MUMBAI, 10 Mar (Reuters) - O aumento dos preços dos óleos vegetais e das taxas de frete está pressionando os compradores indianos a garantir remessas imediatas em meio a preocupações de que as entregas de óleo de soja e de girassol recém-adquiridos possam ser atrasadas pelo conflito no Oriente Médio, disseram cinco negociantes à Reuters.

A Índia é a maior importadora de óleos vegetais do mundo, e a medida de restringir novas compras no exterior pode limitar ainda mais a alta dos preços do óleo de palma, do óleo de soja e do óleo de girassol, embora possa restringir a oferta local em abril.

Os preços locais dos óleos comestíveis subiram nos últimos dias, acompanhando a recuperação dos mercados globais, mas as refinarias estão relutantes em fazer compras no exterior nos níveis mais altos, disse um negociante de Mumbai de uma trading global.

"Os compradores não estão confiantes de que os preços se manterão ou que os fornecedores de óleo de soja e de girassol conseguirão entregar no prazo, já que as taxas de frete estão subindo", disse ele.

A Índia compra óleo de soja principalmente da Argentina e do Brasil, e óleo de girassol principalmente da Rússia e da Ucrânia, com tempos típicos de viagem marítima da América do Sul para a Índia de mais de seis semanas e cerca de três a quatro semanas do Mar Negro.

O mercado está preocupado com a possibilidade de que, se o conflito no Oriente Médio aumentar, os carregamentos de óleo de girassol da região do Mar Negro tenham que ser desviados para a África em vez de passarem pelo Mar Vermelho, disse Sandeep Bajoria, chefe-executivo do Sunvin Group, uma corretora de óleos vegetais.

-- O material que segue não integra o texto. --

PR #6195, opened 2024-02-23
Prefer using `UserProfile` over `Personal` to account for breaking changes in .NET 8

jvyden:
This PR aims to address the issues regarding recent breaking changes to `Environment.GetFolderPath` for Unix systems. The changes in question are noted by Microsoft [here](https://learn.microsoft.com/en-us/dotnet/core/compatibility/core-libraries/8.0/getfolderpath-unix), although the changes to Android do not affect o!f; only Linux and MacOS.

I hit the effects of this breaking change in osu!lazer due to admittedly strange circumstances which I'll explain with a timeline.

- I install osu!stable, causing `~/osu` to be created.
- I later install osu!lazer, which then uses this directory.
- I clone osu!lazer to `~/Documents/osu` at some point.
- **Years later, o!f migrates to .NET 8.**
- Lazer tries to check for `SpecialFolder.Personal`, which in .NET 6 would be `$HOME`, but in .NET 8 is now `$HOME/Documents`.
- Lazer sees that this folder exists and uses this directory as the user storage folder.
- The original lazer installation directory at `~/osu` is then ignored.

We can solve this by simply introducing the user's home folder to the list of available storage paths. It was discussed to be a final fallback, however I'm not sure this is a good idea as the problem would still trigger in my scenario.

### DIFF
--- a/osu.Framework/Platform/Linux/LinuxGameHost.cs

"O desvio via África acrescentaria mais de 10 dias ao tempo de trânsito e aumentaria os custos de frete em US$20 por tonelada ou mais", acrescentou.

A Índia, que atende a quase dois terços de sua demanda de óleo comestível por meio de importações, também compra óleo de palma da Indonésia, Malásia e Tailândia, e as remessas geralmente chegam aos portos em cerca de uma semana.

As remessas de óleo de palma poderiam atender à demanda indiana, mas os compradores continuam relutantes, já que as recentes altas de preços empurraram as margens de refino para território negativo, disse um trader de Nova Délhi de uma trading global.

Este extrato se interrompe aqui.